Could you set down every entry below exactly as it is?

───── Task input

PR #85, opened 2024-02-12
feat: replace sse with ws

jackstar12:


boltz/api.go
```diff
@@ -111,6 +111,7 @@ type NodeInfo struct {
 type Nodes = map[string]map[string]NodeInfo
 
 type SwapStatusResponse struct {
+	Id               string `json:"id"`
```
michael1011, line 114: To avoid trying to use the `id` in responses to GET requests don't add it here. But create a new types that extends this one that is only used in the websocket

boltz/ws.go
```diff
@@ -0,0 +1,161 @@
...
+		wsUrl.Scheme = "ws"
+	}
+
+	conn, _, err := websocket.DefaultDialer.Dial(wsUrl.String(), nil)
+	boltz.conn = conn
+	if err != nil {
+		return fmt.Errorf("could not connect to boltz ws at %s: %w", wsUrl, err)
+	}
+
+	logger.Infof("Connected to boltz ws at %s", wsUrl)
```
michael1011, line 71:
```suggestion
	logger.Infof("Connected to Boltz ws at %s", wsUrl)
```

boltz/ws.go
```diff
@@ -0,0 +1,161 @@
...
+	"errors"
+	"fmt"
+	"net/url"
+	"time"
+
+	"github.com/BoltzExchange/boltz-client/logger"
+	"github.com/gorilla/websocket"
+)
+
+const reconnectInterval = 15
```
michael1011, line 14:
```suggestion
const reconnectInterval = 15 * time.Second
```

boltz/ws.go
```diff
@@ -0,0 +1,161 @@
...
+					boltz.subscriptions <- true
+					continue
+				default:
+					logger.Warnf("unknown event: %s", response.Event)
+				}
+			}
+		}
+		for {
+			logger.Errorf("lost connection to boltz ws, reconnecting in %d seconds", reconnectInterval)
+			time.Sleep(reconnectInterval * time.Second)
```
michael1011, line 128:
```suggestion
			time.Sleep(reconnectInterval)
```

boltz/ws.go
```diff
@@ -0,0 +1,161 @@
...
+				case "subscribe":
+					boltz.subscriptions <- true
+					continue
+				default:
+					logger.Warnf("unknown event: %s", response.Event)
+				}
+			}
+		}
+		for {
+			logger.Errorf("lost connection to boltz ws, reconnecting in %d seconds", reconnectInterval)
```
michael1011, line 127:
```suggestion
			logger.Errorf("lost connection to boltz ws, reconnecting in %d", reconnectInterval)
```

boltz/ws.go
```diff
@@ -0,0 +1,161 @@
...
+		"op":      "subscribe",
+		"channel": "swap.update",
+		"args":    swapIds,
+	}); err != nil {
+		return err
+	}
+	select {
+	case <-boltz.subscriptions:
+		return nil
+	case <-time.After(time.Second):
```
michael1011, line 153: One seconds is a little aggressive. Let's make that larger

boltz/ws.go
```diff
@@ -0,0 +1,161 @@
...
+
+const reconnectInterval = 15
+
+type SwapUpdate = SwapStatusResponse
+
+type BoltzWebsocket struct {
+	apiUrl  string
+	Updates chan SwapUpdate
+
+	subscriptions chan bool
```
michael1011, line 22: Why?

boltz/ws.go
```diff
@@ -0,0 +1,161 @@
...
+					continue
+				}
+
+				switch response.Event {
+				case "update":
+					switch response.Channel {
+					case "swap.update":
+						var updates []SwapUpdate
+						data, _ := json.Marshal(response.Args)
+						if err := json.Unmarshal(data, &updates); err != nil {
```
michael1011, line 109: Cast instead of serialize and deserialize

rpcserver/router.go
```diff
@@ -205,24 +205,14 @@ func (server *routedBoltzServer) ListSwaps(_ context.Context, request *boltzrpc.
...
-	// Try to find a Reverse Swap with that ID
-	reverseSwap, err := server.database.QueryReverseSwap(request.Id)
-
-	if err == nil {
-		return &boltzrpc.GetSwapInfoResponse{
-			ReverseSwap: serializeReverseSwap(reverseSwap),
-		}, nil
+	swap, reverseSwap, err := server.database.QueryAnySwap(request.Id)
+	if err != nil {
+		return nil, handleError(errors.New("could not find Swap or Reverse Swap with ID " + request.Id))
```
michael1011, line 210:
```suggestion
		return nil, handleError(errors.New("could not find Swap with ID " + request.Id))
```

utils/channelforwarder.go
```diff
@@ -13,8 +15,9 @@ type ChannelForwarder[T any] struct {
 	lock        sync.Mutex
 }
 
-func ForwardChannel[T any](orig <-chan T, buffer int, saveValues bool) *ChannelForwarder[T] {
+func ForwardChannel[T any](orig chan T, buffer int, saveValues bool) *ChannelForwarder[T] {
 	cf := &ChannelForwarder[T]{
+		Original: orig,
```
michael1011, line 20: I'd prefer a method to write to the channel over exposing the channel variable

michael1011 (changes requested):

boltz/ws.go
jackstar12: I would keep it like that so I can use it in the log

boltz/ws.go
jackstar12: I cant type cast from because its initially parsed as a `map[string]any`

boltz/ws.go
jackstar12: It knows how to print it, nevermind

michael1011 (approved):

──────────

» Answer box
PR #85, opened 2024-02-12
feat: replace sse with ws

jackstar12:


boltz/api.go
```diff
@@ -111,6 +111,7 @@ type NodeInfo struct {
 type Nodes = map[string]map[string]NodeInfo
 
 type SwapStatusResponse struct {
+	Id               string `json:"id"`
```
michael1011, line 114: To avoid trying to use the `id` in responses to GET requests don't add it here. But create a new types that extends this one that is only used in the websocket

boltz/ws.go
```diff
@@ -0,0 +1,161 @@
...
+		wsUrl.Scheme = "ws"
+	}
+
+	conn, _, err := websocket.DefaultDialer.Dial(wsUrl.String(), nil)
+	boltz.conn = conn
+	if err != nil {
+		return fmt.Errorf("could not connect to boltz ws at %s: %w", wsUrl, err)
+	}
+
+	logger.Infof("Connected to boltz ws at %s", wsUrl)
```
michael1011, line 71:
```suggestion
	logger.Infof("Connected to Boltz ws at %s", wsUrl)
```

boltz/ws.go
```diff
@@ -0,0 +1,161 @@
...
+	"errors"
+	"fmt"
+	"net/url"
+	"time"
+
+	"github.com/BoltzExchange/boltz-client/logger"
+	"github.com/gorilla/websocket"
+)
+
+const reconnectInterval = 15
```
michael1011, line 14:
```suggestion
const reconnectInterval = 15 * time.Second
```

boltz/ws.go
```diff
@@ -0,0 +1,161 @@
...
+					boltz.subscriptions <- true
+					continue
+				default:
+					logger.Warnf("unknown event: %s", response.Event)
+				}
+			}
+		}
+		for {
+			logger.Errorf("lost connection to boltz ws, reconnecting in %d seconds", reconnectInterval)
+			time.Sleep(reconnectInterval * time.Second)
```
michael1011, line 128:
```suggestion
			time.Sleep(reconnectInterval)
```

boltz/ws.go
```diff
@@ -0,0 +1,161 @@
...
+				case "subscribe":
+					boltz.subscriptions <- true
+					continue
+				default:
+					logger.Warnf("unknown event: %s", response.Event)
+				}
+			}
+		}
+		for {
+			logger.Errorf("lost connection to boltz ws, reconnecting in %d seconds", reconnectInterval)
```
michael1011, line 127:
```suggestion
			logger.Errorf("lost connection to boltz ws, reconnecting in %d", reconnectInterval)
```

boltz/ws.go
```diff
@@ -0,0 +1,161 @@
...
+		"op":      "subscribe",
+		"channel": "swap.update",
+		"args":    swapIds,
+	}); err != nil {
+		return err
+	}
+	select {
+	case <-boltz.subscriptions:
+		return nil
+	case <-time.After(time.Second):
```
michael1011, line 153: One seconds is a little aggressive. Let's make that larger

boltz/ws.go
```diff
@@ -0,0 +1,161 @@
...
+
+const reconnectInterval = 15
+
+type SwapUpdate = SwapStatusResponse
+
+type BoltzWebsocket struct {
+	apiUrl  string
+	Updates chan SwapUpdate
+
+	subscriptions chan bool
```
michael1011, line 22: Why?

boltz/ws.go
```diff
@@ -0,0 +1,161 @@
...
+					continue
+				}
+
+				switch response.Event {
+				case "update":
+					switch response.Channel {
+					case "swap.update":
+						var updates []SwapUpdate
+						data, _ := json.Marshal(response.Args)
+						if err := json.Unmarshal(data, &updates); err != nil {
```
michael1011, line 109: Cast instead of serialize and deserialize

rpcserver/router.go
```diff
@@ -205,24 +205,14 @@ func (server *routedBoltzServer) ListSwaps(_ context.Context, request *boltzrpc.
...
-	// Try to find a Reverse Swap with that ID
-	reverseSwap, err := server.database.QueryReverseSwap(request.Id)
-
-	if err == nil {
-		return &boltzrpc.GetSwapInfoResponse{
-			ReverseSwap: serializeReverseSwap(reverseSwap),
-		}, nil
+	swap, reverseSwap, err := server.database.QueryAnySwap(request.Id)
+	if err != nil {
+		return nil, handleError(errors.New("could not find Swap or Reverse Swap with ID " + request.Id))
```
michael1011, line 210:
```suggestion
		return nil, handleError(errors.New("could not find Swap with ID " + request.Id))
```

utils/channelforwarder.go
```diff
@@ -13,8 +15,9 @@ type ChannelForwarder[T any] struct {
 	lock        sync.Mutex
 }
 
-func ForwardChannel[T any](orig <-chan T, buffer int, saveValues bool) *ChannelForwarder[T] {
+func ForwardChannel[T any](orig chan T, buffer int, saveValues bool) *ChannelForwarder[T] {
 	cf := &ChannelForwarder[T]{
+		Original: orig,
```
michael1011, line 20: I'd prefer a method to write to the channel over exposing the channel variable

michael1011 (changes requested):

boltz/ws.go
jackstar12: I would keep it like that so I can use it in the log

boltz/ws.go
jackstar12: I cant type cast from because its initially parsed as a `map[string]any`

boltz/ws.go
jackstar12: It knows how to print it, nevermind

michael1011 (approved):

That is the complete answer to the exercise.